# Greeting from a Mantis Newbie



## mantisboy (Aug 19, 2010)

Hi Folks,

I live in Meridian, Idaho and have become the new owner of 3 Mantids David, Goliath, and Big Bertha-Green. Yesterday for some strange reason we had 6 mantids in our backyard. I told my kids how I had a pet mantid "Geronimo" when I was a kid and how much fun he was. Of course, later I found out Geronimo was a female but never the less she was a great warrior. After answering a ton of question, do they sting? do they bite? are they poisonous, how do you tell the boys from the girls? I conceded that we could keep 3 as pets.

I chose one pregnant beautiful green female, and 2 tan males quite different in size. We then went down to Petsmart and got 3 beta aquariums (10"x8"x7") along with some crickets. After making a nice home with 1" layer of dirt, a couple of rocks, and a small branch clipping with a few leaves we transferred them into their respected new homes. I read up on Mantids and the only thing that I noticed that was different from when I had Geronimo was misting them with water, something I never did. I was able to get her to drink water from a spoon or the tip of my finger which was pretty cool.

Although Mantids are not uncommon to the our area, I have never seen so many which I attribute to a rather mild winter. I also think we had so many in the backyard at one time because of the 2 females that probably attracted the other 4 males.
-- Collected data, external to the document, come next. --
PR #1209, opened 2022-08-07
Expand the city dialog text for building happiness (Make_Content)

lmoureaux:
On top of (and after) #1206 and #1208.

Give the total number of citizens that can be made content and details about
active effects. This should help towards #269.

### Big city

Infrastructure can have an effect on citizen happiness. In this city, it can make up to **5 citizens** content.

The following contributions are active:

* 3 citizens from Cathedral+not Michelangelo's Chapel
* 1 citizen from Theology+Cathedral+not Michelangelo's Chapel
* -1 citizens from Communism+Cathedral+not Michelangelo's Chapel
* 1 citizen from Temple
* 1 citizen from Mysticism+Temple

### Smaller city

Infrastructure can have an effect on citizen happiness. In this city, it can make up to **2 citizens** content.

The following contributions are active:

* 1 citizen from Temple
* 1 citizen from Mysticism+Temple

### Sad city

Infrastructure can have an effect on citizen happiness. This city doesn't receive any such bonus.

PR #1208, opened 2022-08-07
Expand the city dialog text for luxury spendings

lmoureaux:
Same as (and on top of) #1206 for luxury. The rules are much simpler and so the code also is.

Improve the city dialog tooltip text that explains how many citizens are
made happier by luxury. This provides a lot more information than the previous
"Luxury: %d total", which will hopefully help towards https://github.com/longturn/freeciv21/issues/269.

### Sad, sad city

For each 2 luxury produced in a city, a citizen becomes happier. This city generates no luxury.

### Normal sad city

For each 2 luxury produced in a city, a citizen becomes happier. This city generates a total of 1 luxury, not enough to have an effect.

### Getting happier

For each 2 luxury produced in a city, a citizen becomes happier. This city generates a total of 5 luxury.

2 citizens are made happier using 4 luxury. 1 luxury is not used.

### Happiest

For each 2 luxury produced in a city, a citizen becomes happier. This city generates a total of 8 luxury.

All available luxury is used to make 3 citizens happier.

PR #1210, opened 2022-08-07
Expand the city dialog text for nationality

lmoureaux:
Follow-up of #1206, #1208, and #1209 for citizen nationality.

Explain the rules and give the result of the calculation. The rule sentence is
not fully correct but it's easier to understand than the actual mechanism.
Hopefully helps with #269.

## Example texts

All examples are with nationality enabled.

### Example 1

The presence of enemy citizens can create additional unhappiness. However, it is not the case in this city.

### Example 2

For every 2 citizens of an enemy nation, one citizen becomes unhappy.

There is **no enemy citizen** in this city.

### Example 3

For every 2 citizens of an enemy nation, one citizen becomes unhappy.

There are 5 enemy citizens in this city, resulting in **2 additional unhappy.**

### DIFF
--- a/client/text.cpp
+++ b/client/text.cpp
@@ -1326,7 +1326,6 @@ QString text_happiness_buildings(const struct city *pcity)
 {
   if (const auto effects = get_effects(EFT_MAKE_CONTENT);
       effect_list_size(effects) == 0) {
-    effect_list_destroy(effects);
     return QString(); // Disabled in the ruleset.
   }
 
@@ -1396,7 +1395,6 @@ QString text_happiness_nationality(const struct city *pcity)
   if (auto effects = get_effects(EFT_ENEMY_CITIZEN_UNHAPPY_PCT);
       !game.info.citizen_nationality || effect_list_size(effects) == 0) {
     // Disabled in the ruleset
-    effect_list_destroy(effects);
     return QString();
   }
 
--- a/client/text.cpp
+++ b/client/text.cpp
@@ -28,6 +28,7 @@
 #include "clientutils.h"
 #include "combat.h"
 #include "culture.h"
+#include "effects.h"
 #include "fc_types.h" // LINE_BREAK
 #include "game.h"
 #include "government.h"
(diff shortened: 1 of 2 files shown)


client/text.cpp
```diff
@@ -1317,63 +1319,134 @@ const QString act_sel_action_tool_tip(const struct action *paction,
...
+      !game.info.citizen_nationality || effect_list_size(effects) == 0) {
+    // Disabled in the ruleset
+    effect_list_destroy(effects);
+    return QString();
+  }
 
-  str = _("Nationality: ") + qendl();
+  auto str = QStringLiteral("<p>");
+  str +=
+      _("The presence of enemy citizens can create additional unhappiness.");
```
jwrober, line 1405: Is the enemy citizens or conquered citizens? or maybe its conquered enemy citizens?

client/text.cpp
```diff
@@ -1400,128 +1473,256 @@ QString text_happiness_wonders(const struct city *pcity)
...
+                           basis))
+                   .arg(basis);
+      } else if (base_content == 1) {
+        // TRANS: Comes after "All cities start with 1 content citizen."
+        //        "it" is the citizen.
+        str +=
+            QString(
+                PL_("Once you have more than %1 city, it becomes unhappy.",
+                    "Once you have more than %1 cities, it becomes unhappy.",
+                    basis))
```
jwrober, line 1514: change "it" to "a citizen"

jwrober (changes requested):

client/text.cpp
lmoureaux: #1206

client/text.cpp
lmoureaux: Citizens of a nation you're at war with, however they came (not sure if city trading changes nationality, for instance)

client/text.cpp
```diff
@@ -1388,42 +1389,64 @@ QString text_happiness_buildings(const struct city *pcity)
...
+    auto unhappy = enemies * pct / 100;
+    // TRANS: Pluralized on "enemy citizen"
+    str +=
+        QString(PL_("There is %1 enemy citizen in this city, resulting in "
+                    "<b>%2 additional unhappy.</b>",
+                    "There are %1 enemy citizens in this city, resulting "
+                    "in <b>%2 additional unhappy.</b>",
+                    enemies))
+            .arg(enemies)
+            .arg(unhappy);
```
daavko, line 1446: This would be ideal as "..., resulting in %2 additional unhappy citizen." with pluralization. Could this be split on the comma and then pluralized separately?

lmoureaux: Splitting would assume that the preferred order is the same in all languages, which I doubt is the case... might be the lesser evil though.

lmoureaux: Decided to split this one that the comma. Also a candidate for #1212 though

jwrober (approved):
Last commit fixed my issue. Approving.

PR #1213, opened 2022-08-07
Expand the city dialog text for military happiness

lmoureaux:
Improve the description of martial law by listing the number of units applying
it and the total number of citizens made happier as a result.
Greatly expand the description of military unhappiness by explaining the three
effects that come into play and providing numbers similiar to the above.

Should help with #269.

## Example text

Up to 2 military units in the city may impose martial law. Each of them makes 2 unhappy citizens content.

1 military unit in this city imposes the martial law. <b>1 citizen</b> is made happier as a result.

Military units in the field may cause unhappiness. The unhappiness caused by military units is reduced by 3 with respect to its normal value.

This city supports 3 agressive military units, resulting in <b>1 additional unhappy citizen.</b>

### DIFF
--- a/client/text.cpp
+++ b/client/text.cpp
@@ -1727,41 +1727,138 @@ QString text_happiness_cities(const struct city *pcity)
 }
 
 /**
-   Describing units that affect happiness.
+ * Describe units that affect happiness.
  */
-const QString text_happiness_units(const struct city *pcity)
+QString text_happiness_units(const struct city *pcity)
 {
-  int mlmax = get_city_bonus(pcity, EFT_MARTIAL_LAW_MAX);
-  int uhcfac = get_city_bonus(pcity, EFT_UNHAPPY_FACTOR);
-  QString str;
+  auto str = QString();
 
-  if (mlmax > 0) {
-    int mleach = get_city_bonus(pcity, EFT_MARTIAL_LAW_EACH);
-    if (mlmax == 100) {
-      str = QStringLiteral("%1").arg(_("Unlimited martial law in effect."))
-            + qendl();
+  /*
+   * First part: martial law
+   */
+  int martial_law_max = get_city_bonus(pcity, EFT_MARTIAL_LAW_MAX);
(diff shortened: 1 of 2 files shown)


client/text.cpp
```diff
@@ -1731,41 +1731,132 @@ QString text_happiness_cities(const struct city *pcity)
...
+  }
+
+  str += _("Military units in the field may cause unhappiness.");
+
+  // Special rule: ignore the first N military unhappy
+  int made_content = get_city_bonus(pcity, EFT_MAKE_CONTENT_MIL);
+  if (made_content > 0) {
+    str += QStringLiteral(" ");
+    str += QString(_("The unhappiness caused by military units is reduced "
+                     "by %1 with respect to its normal value."))
```
daavko, line 1814: This feels clunky. Perhaps something like "With respect to normal, %1 fewer citizens will be unhappy about military units."?

client/text.cpp
```diff
@@ -1731,41 +1731,132 @@ QString text_happiness_cities(const struct city *pcity)
...
+  }
+
+  // Special rule: ignore N military unhappy per unit
+  // Let's hope ruleset authors don't combine them too often, the sentences
+  // are very similar.
+  int made_content_each = get_city_bonus(pcity, EFT_MAKE_CONTENT_MIL_PER);
+  if (made_content_each > 0) {
+    str += QStringLiteral(" ");
+    str += QString(_("The unhappiness caused by each military unit is "
+                     "reduced by %1 with respect to its normal value."))
```
daavko, line 1825: This also feels clunky. Perhaps something like "With respect to normal, %1 fewer citizens will be unhappy per each military unit."?

client/text.cpp
lmoureaux: Better, thanks!

client/text.cpp
lmoureaux: Approved!

jwrober (approved):
Approved

PR #1215, opened 2022-08-08
Don't use nonexistent tileset option names

### LINKED ISSUE #525: Assertion failures in client/options.cpp
LTEx24Avi
```
[critical] freeciv21-client (../client/options.cpp:2900) - Assertion NULL == psoption->help_text failed
[critical] freeciv21-client (../client/options.cpp:2900) - Please report this message at https://github.com/longturn/freeciv21/issues
```

lmoureaux:
tileset_custom_load() was still using some old tileset option names from
Freeciv 2.6. Use only Freeciv21 names.

Closes #525.

### DIFF
--- a/client/menu.cpp
+++ b/client/menu.cpp
@@ -2687,8 +2687,7 @@ void mr_menu::tileset_custom_load()
   const struct option *poption;
   QStringList sl;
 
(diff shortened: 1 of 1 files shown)


jwrober (approved):
The assertion failure can no longer be reproduced.

PR #1228, opened 2022-08-10
Optimize Doxygen docs some

lmoureaux:
This PR:

* Turns Doxygen to use C++ mode as we're writing more and more C++ code as opposed to C.
* Adds the files produced by Doxygen to `.gitignore`
* Improves the documentation of the newly introduced `renderer` class

To run Doxygen, use `doxygen doc/freeciv.doxygen`.

### DIFF
--- a/.gitignore
+++ b/.gitignore
@@ -51,3 +51,6 @@ build.ninja
 .vs
 # Project file
 *.kdev4
+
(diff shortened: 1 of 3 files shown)


jwrober (approved):
After installing doxygen and running the command I was able to generate the html output and view it in a browser.

PR #1229, opened 2022-08-10
Remove the two mapview iterators

lmoureaux:
This PR removes two very ugly iterators that were used to iterate on tiles in the map view, and replaces them with a class with the same functionality. The class isn't a proper C++ iterator but it's also not needed. It follows the old code closely but (at least in my opinion) already looks better.


client/mapview_geometry.cpp
```diff
@@ -0,0 +1,189 @@
...
+      return next();
+    }
+
+    if (m_xi % 2 == 0 && m_yi % 2 == 0) {
+      if ((m_xi + m_yi) % 4 == 0) {
+        // Tile
+        m_type = item_type::tile;
+        m_tile = map_pos_to_tile(&(wld.map), si / 4 - 1, di / 4);
+      } else {
+        // Corner
```
pranavtifr, line 111: Take this chance to split this function into smaller functions ? I think some seperation here is good, like isometric and non isometric,  infact I'd split it into 4, iso corner, iso edge, non iso corner, non iso edge.

lmoureaux: Hmmm... it's quite a sensitive function and I ported it without really understanding how it works, basically just changing variable names. Splitting it would be even more risky.

pranavtifr: Alright, I'm merging and creating an issue for this.

PR #1246, opened 2022-08-11
Show currently playing soundtrack in the client

### LINKED ISSUE #376: Display Music Soundtrack being played in the client
A nice feature of the client would be to give the player a small popup that fades in and out (similar to the new turn window at top of the screen) that would provide some basic information about the music being played

- Mood (peace or combat)
- Style or Period (early game = European, Classical, Tropical, Asian, Babylonian, or Celtic -- mid-late game = Renaissance Age, Industrial Age, Electric Age, Modern Age, Post-Modern Age)
- Artist (would require a musicset spec change to do this)
- Sound track filename

pranavtifr:
Fixes #376

### DIFF
--- a/client/hudwidget.cpp
+++ b/client/hudwidget.cpp
@@ -259,24 +259,52 @@ hud_text::hud_text(const QString &s, int time_secs, QWidget *parent)
 void hud_text::show_me()
 {
   show();
-  center_me();
+  position_me(5);
 }
 
 /**
-   Moves to top center parent widget and sets size new size
+   Moves to position in parent widget and sets size new size
  */
-void hud_text::center_me()
+void hud_text::position_me(int corner)
 {
+  /*
+   *  position pattern
+   *
+   *  |1 ... 2|
+   *  |...5...|
+   *  |.......|
+   *  |3 ... 4|
+   */
   int w;
-  QPoint p;
+  QPoint parent_pos = QPoint(parentWidget()->pos());
+  QPoint offset_pos;
 
   w = width();
   if (!bound_rect.isEmpty()) {
     setFixedSize(bound_rect.width(), bound_rect.height());
   }
-  p = QPoint((parentWidget()->width() - w) / 2,
-             parentWidget()->height() / 20);
-  move(p);
+  switch (corner) {
+  case 1:
+    move(parent_pos);
+    break;
+  case 2:
+    offset_pos = QPoint(w, 0);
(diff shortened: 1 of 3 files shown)


client/hudwidget.cpp
```diff
@@ -259,24 +259,52 @@ hud_text::hud_text(const QString &s, int time_secs, QWidget *parent)
...
+void hud_text::position_me(int corner)
 {
+  /*
+   *  position pattern
+   *
+   *  |1 ... 2|
+   *  |...5...|
+   *  |.......|
+   *  |3 ... 4|
+   */
```
lmoureaux, line 277: Except for the center, this looks a lot like [`Qt::Corner`](https://doc.qt.io/qt-5/qt.html#Corner-enum). It's in any case better to use an enum than magic numbers.

client/hudwidget.cpp
```diff
@@ -1630,6 +1629,15 @@ QString popup_terrain_info(struct tile *ptile)
   return ret;
 }
 
+/**
+   Show music info
```
lmoureaux, line 1633: New functions use this style:
```
/**
 * Comment
 */
```
The old style is there only because I didn't dare mass-replacing it with regex.

client/music.cpp
```diff
@@ -62,6 +63,7 @@ void start_style_music()
       if (!tag.isEmpty()) {
         log_debug("Play %s", qUtf8Printable(tag));
         audio_play_music(tag, nullptr, MU_INGAME);
+        show_music_info(tag);
```
lmoureaux, line 66: What's the content of `tag`? Do we want some more text, like "Now playing..."?

pranavtifr: Ya, we do. Tag is just a unique identifier currently. If it works, I'll tweak it to show something nice.

lmoureaux:
There are two factors that conspire to ensure that this PR doesn't work:

* This code deletes the widget when the first new turn HUD is shown (i.e. immediately): https://github.com/longturn/freeciv21/blob/7be9ab587bba5e7989a425bcf4fe4d4ea90441fb/client/hudwidget.cpp#L1620-L1624
* There is a positioning issue that makes the widget start at `y = -30`.

After fixing (or in my case, working around) these issues, the widget is visible as intended:
image

pranavtifr:
I'm closing this for now. I'll redo this better, after #1251

PR #1255, opened 2022-08-12
Update translations

lmoureaux:


jwrober (approved):
I was able to load the en_GB translation just fine.

Issue #1253, opened 2022-08-12
Horizontal borders are not being draw on hex tiles


jwrober:
**Describe the bug**
Horizontal borders are not being draw on hex tiles

**To Reproduce**
1. Open client
2. Load or start a game that uses hex tiles
3. See error in screen shot below

**Expected behavior**
All border lines are drawn

**Screenshots**
![image](https://user-images.githubusercontent.com/23037938/184434220-7887bd9f-4054-4221-a397-c02be5ddb109.png)

**Platform and version (please complete the following information):**
 - OS: Linux
 - Freeciv21 version: Master at a recent hash -- 4634cee5c8813b314c3e99866f159d58d2748753
 - Ruleset/Longturn game (if applicable): N/A

**Additional context**
We've made a number of changes to the underlying map drawing code, seem to have introduced a bug

lmoureaux:
This is 4634cee5c8813b314c3e99866f159d58d2748753

PR #1258, opened 2022-08-13
Fix horizontal edges not showing in iso-hex grids

lmoureaux:
In the initial implementation of gui_rect_iterator, it was assumed that each
iteration point corresponds to a single type of object in the geometry. This
was without counting on the laziness of Freeciv's hex implementation, which
simply collapsed one of the vertical edges into a corner. In hex mode, some
iteration points need to be corners and edges at the same time.

This PR also adds more documentation to the code.

Closes https://github.com/longturn/freeciv21/issues/1253.


jwrober (approved):
This patch fixes the issue.

Issue #1237, opened 2022-08-10
Multiplayer menu is a mess


jwrober:
**Is your feature request related to a problem? Please describe.**
Right now we have this disjointed mutliplayer menu that has a mismash of items that some have to do with actual multipayer games and some that don't or are for a very specific ruleset (warciv). 

**Describe the solution you'd like**
There are a few options.

1. (the easiest) is to simply hide the menu by default and then allow it to be shown with a check box on the interface tab of the local options dialog box. Then don't do anything with the menu, we just sort of make it go away

2. Evaluate what items on the menu should move to another menu. Such as the "delayed go to" options might be good to move to the unit menu as well as the "default action..." menu items.

3. Look more closely at the rest and see what we can do about them. The items specifically for trade route planning are for the WarCiv rules, maybe we do a menu break with a title or something to call that out, or do something more with trade planning in general for the rules that support trade routes (which is pretty much all of the shipped rules)

**Describe alternatives you've considered**
See above, at least 3 different ways to handle this menu

**Additional context**
None

PR #1261, opened 2022-08-13
Add two separators to the multiplayer menu

lmoureaux:
This improves item grouping and thus usability.

See #1237.


jwrober (approved):
That looks better. We still need to figure out what all to do with some of those menu entries. This however at least gives a break between the ones for warciv.

PR #1267, opened 2022-08-14
Initialize city_dialog::pcity

lmoureaux:
I encountered a class of crashes where city_dialog::pcity was garbage. Make
sure that it's always nullptr while the city screen is hidden.

## Testing

Zoom in and out many times while also constantly switching player. `master` crashes occasionally, this patch prevents the crash.


jwrober (approved):
I can't recreate the bug with this patch

PR #1272, opened 2022-08-14
Add commands to control the timeout

### LINKED ISSUE #1151: Port Longturn patches - commands
This is a breakout issue from #503 to track status better.

**Short summary of patches**
New server commands.

**Patches to port**
Commits listed chronologically, beginning from the oldest one.

- longturn/freeciv@12c64874d8 - Add `syncturn` command
- longturn/freeciv@41cc12b401 - Add `/showtimeout` and `/fixtimeout`, fix `/syncturn` to work right

lmoureaux:
Add three new timeout-related server commands:

- timeoutshow displays the current timeout
- timeoutadd adds time to the current turn
- timeoutset sets the remaining time for the current turn

They are named timeoutsomething for three reasons:

- timeoutincrease already exists
- it's easier to find them if they're together in /help commands
- sub-commands like "timeout show" are not feasible with the current
  implementation

This is heavily inspired from an earlier patch used by LT with 2.6,
41cc12b401fe4a9db8d22b78039561710fff59e3. The syntax is however more flexible,
allowing for hours or minutes to be passed directly without doing any
calculation.

Closes #1151.

### DIFF
--- a/server/commands.cpp
+++ b/server/commands.cpp
@@ -423,6 +423,32 @@ static struct command commands[] = {
      N_("If there is none, become the game organizer with increased "
         "permissions."),
      nullptr, nullptr, CMD_ECHO_ADMINS, VCF_NONE, 50},
+    {"timeoutshow", ALLOW_INFO, SYN_ORIG_("timeoutshow"),
+     N_("Show timeout settings and timers."),
+     N_("Shows information about the timeout for the current turn, for "
+        "instance how much time is left."),
+     nullptr, CMD_ECHO_ALL, VCF_NONE, 0},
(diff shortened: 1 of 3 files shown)


lmoureaux:
New commit:

> Both timeoutset and timeoutadd accept negative value for each part of their time argument (hours, minutes, seconds). I think using this feature shouln't be encouraged as it makes the time less intuitive, but I see no reason to add more code to prevent it.
>
> Still, documenting that timeoutadd can be used to reduce the timeout is important, so mention that it accepts negative values. Creative users may discover that 1:-10 is 50 seconds by themselves.

PR #1389, opened 2022-09-26
Add sha256 hash files to the source archives

jwrober:
No related issue. Added since we are doing the same for the macOS `.dmg`, figured it good to offer for all of our assets at release.


jwrober:
image

PR #1390, opened 2022-09-26
Move General/Manuals to Manuals

jwrober:
Part of the re-org work in #1367. While in some of the files added license and cleaned up a few sphinx error/warnings


daavko (approved):
LGTM

PR #1392, opened 2022-09-27
Documentation links fixes

jwrober:
Branch name would suggest game manual, but Discord conversation derailed it. While here, found out how to use `:ref:` role properly. Fixed cross link in how to play and document the usage in style guide. No referenced issue.


daavko (commented):
LGTM, also a question:
Are we using `:numref:` anywhere else that would make more sense as a `:ref:`? A quick search suggests there's a lot of `:numref:`s, but I have no idea whether they should be replaced with `:ref:`s or not

Apologies for the delay, completely missed that I have a pending review

jwrober:
I don't think there are other improper uses of `:numref:`. Thanks for the review @daavko.

PR #1403, opened 2022-10-05
Docs: Add Qt Creator to Linux dev env

### LINKED ISSUE #1400: Document how to edit ui files

We should document that .ui files can be edited with Qt Designer and how to install it.

**Do you have suggestions?**

In the dev tips section of the docs?
> Qt user interface files (`.ui`) can be edited with [Qt Designer](https://doc.qt.io/qt-6/qtdesigner-manual.html), which comes bundled with the [Qt Creator](https://www.qt.io/product/development-tools) IDE.

I'm unsure what the VS integration provides.

jwrober:
Closes #1400


daavko (approved):
LGTM, nothing particular pops out as wrong

PR #1404, opened 2022-10-05
Change Tax Rate to National Budget

Koffy25:
Change Tax Rate to National Budget


client/top_bar.cpp
```diff
@@ -81,7 +81,7 @@ QSize tax_rates_widget::sizeHint() const
 }
 
 /**
- * Renders the tax rates widget
+ * Renders the national budget widget
  */
 void tax_rates_widget::paintEvent(QPaintEvent *event)
```
jwrober, line 86: should this be `national_budget_widget`?

client/top_bar.h
```diff
@@ -28,7 +28,7 @@ void top_bar_left_click_science();
 void top_bar_show_map();
 
 /**
- * Top bar widget for tax rates.
+ * Top bar widget for national budget.
  */
 class tax_rates_widget : public QToolButton {
```
jwrober, line 33: same `national_budget_widget` class?

common/networking/packets.def
```diff
@@ -488,7 +488,7 @@ PACKET_GAME_INFO = 16; sc, is-info
   UINT16 history_interest_pml;
   /* size limit for cities before they can celebrate */
   UINT8 celebratesize;
-  BOOL changable_tax;
+  BOOL changable_budget;
```
jwrober, line 491: @lmoureaux does this break the network protocol?

docs/Manuals/client-manual.rst
```diff
@@ -1389,24 +1387,24 @@ you what was sold where.
 .. note:: You can only sell one city improvement at at time per turn, so you might not be able to do all the
   things you want every turn.
 
-Tax Rates View
+National Budget View
 ^^^^^^^^^^^^^^
```
jwrober, line 1391: you need the same number of `^` symbols as there are characters in the heading.

jwrober (changes requested):

common/networking/packets.def
lmoureaux: No, names are meaningless for the protocol (only the data layout is meaningful)

Koffy25:
Fixes for Change Tax Rate to National Budget

PR #1408, opened 2022-10-06
Add server commands to chat auto completion word list

### LINKED ISSUE #535: Add commands to the chat autocompletion word list
It would be nice to have autocompletion of commands in the chat line. This can be achieved by simply adding them to the word list:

The 2 males quickly adapted to their new homes, but Big Berta-Green is really having a problem. I may release her today, she is constantly clawing at the sides of aquarium and keeps falling on her back. Her belly is so plump, I think the added stress of constantly struggling might just kill her. I wish she would just settle down and climb on the sticks we provided for her.


----------



## Rick (Aug 19, 2010)

Welcome. Wild caught mantids often do have some trouble. Some more than others. I of course recomend some of the captive bred species sold here on the board.


----------



## mantidsaresweet (Aug 19, 2010)

Welcome from Ohio.


----------



## Seattle79 (Aug 19, 2010)

Nice to have you and welcome to the Forum.

-Kevin


----------



## novaz (Aug 19, 2010)

Welcome to the Forum


----------



## ismart (Aug 19, 2010)

Welcome to the forum!


----------



## LauraMG (Aug 19, 2010)

Welcome welcome!


----------



## hibiscusmile (Aug 19, 2010)

Welcome and put big bertha on a plant in your home, she will probably stay on it , if not put her back there a few times and feed her a cricket when u do, that should help her, petsmart don't need your money, pay the kids quarters for catching crickets and grasshoppers! :lol: gotta love me, I'm the mama~ :tt2:


----------



## mantisboy (Aug 19, 2010)

Hey Folks,

Thank you so much for the greeting, I hope to learn a lot more about mantids from the forum experts. Big Bertha has finally settled down and perched herself on the tree-cutting. She is a slow and very gentle creature, I also think she is worn-out. I only placed 1 cricket with her so I can monitor her appetite, so far the cricket is still there.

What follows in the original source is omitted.